While it can certainly be argued that the entire capitalist system of modern publication is something that needs to be revamped, leftist thought has never involved denying workers the right to make a living. Writers provide an essential service, creating stories that entertain, educate, and inspire us. If writers cannot make a living, these stories will cease to exist. And in our current society, if publishers deem certain books unprofitable, those authors will lose their contracts, those books will cease to be published. Writer Maggie Stiefvater most famously planted a fake pirated copy of the fourth book in her Raven Boys series after piracy took its toll on the sales of the third book. When would-be pirates downloaded the fourth book and found it incomplete (with a message at the end the portion regarding the impact of piracy), they were forced to purchase the book outright, and sales of that book far outpaced those of the third. When we download books illegally, not only do our favorite authors lose the ability to make a living, we may lose the ability to read these authors’ books at all.

So, you understand that authors are not rich, and you don’t want them to lose money, but you still can’t afford books. What can you do? In the year 2020, if you live in the English speaking world, there are a great number of ways to access books online without violating authors’ copyrights or interfering with their ability to make a living. If your town doesn’t have a good old fashioned brick and mortar library, or your library’s selection is limited, most libraries now allow for the borrowing of e-books. Libby, for instance, is an app that lets you connect to libraries all over the country and will give you access to potentially millions of e-books for free. You are not limited to simply one library either — you can sign into multiple libraries with one device. Again, Libby is entirely free (I’m not being paid to plug Libby, I promise, I am just a big fan!), and because libraries have contracts with publishers that grant them legal licenses for the books that are in their systems, authors get paid when you use the service. Aside from Libby there are services such as Scribd which are relatively low cost — a subscription to Scribd costs $9.99 a month and grants access to thousands of e-books and audiobooks. And of course, any books that are already in the public domain are freely available on a multitude of sites.

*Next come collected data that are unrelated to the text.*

PR #1550, opened 2026-08-05
feat(refs DPLAN-18149): slots for DpAccordion, hidden label for DpCheckbox, cut flag for DpEditor

riechedemos:
[### DPLAN-18149](https://demoseurope.youtrack.cloud/issue/DPLAN-18149/Abschnitte-und-Erwiderungen-per-E-Mail-versenden)

Sending a segment via email opens a form in the slidebar that lists the segment text and the recommendation, each behind an accordion with a checkbox in its header, and each in an editor that may only obscure content. Three small additions were needed for that:

- **DpAccordion**: `titlePrefix` and `titleSuffix` slots. The prefix is rendered beside the toggle button rather than inside it, so that interactive content such as a checkbox does not end up nested within a button. The suffix sits next to the title inside the button and is meant for non-interactive information. Without either slot the component renders as before.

Perhaps one day society will be remade and artists will be supported by state funding or endowments for the arts, and books, artwork, movies, and music will all be available to everyone at no cost. Certainly writers and artists would be the first ones to rejoice if there were a way to ensure that  not only would they be fairly compensated for their work, their work could reach an even broader audience. In the meantime though, we do not yet live in that society. It is cruel to argue that writers should have no control over the products of their own labor. And while there are some writers today who are willing to write for the sake of it (I’m receiving no money for writing this blog, after all), and who will freely disseminate their work, it is unfair to expect writers to do this on a regular basis while maintaining consistent output and professional standards. If we think of authors as workers, writing as labor, and books as the fruits of that labor, then taking books away from the writers who created them and giving them nothing in return, is hardly a progressive stance. What’s even more shameful is treating authors as the enemy because they have the audacity to ask that people not pirate. Authors are simply people trying to make a living. Speak out against an unjust system, against publishers, Amazon, big box stores, but authors? All authors want is some small compensation for their labor, and if that makes them the enemy, then so is anyone else who refuses to work for free.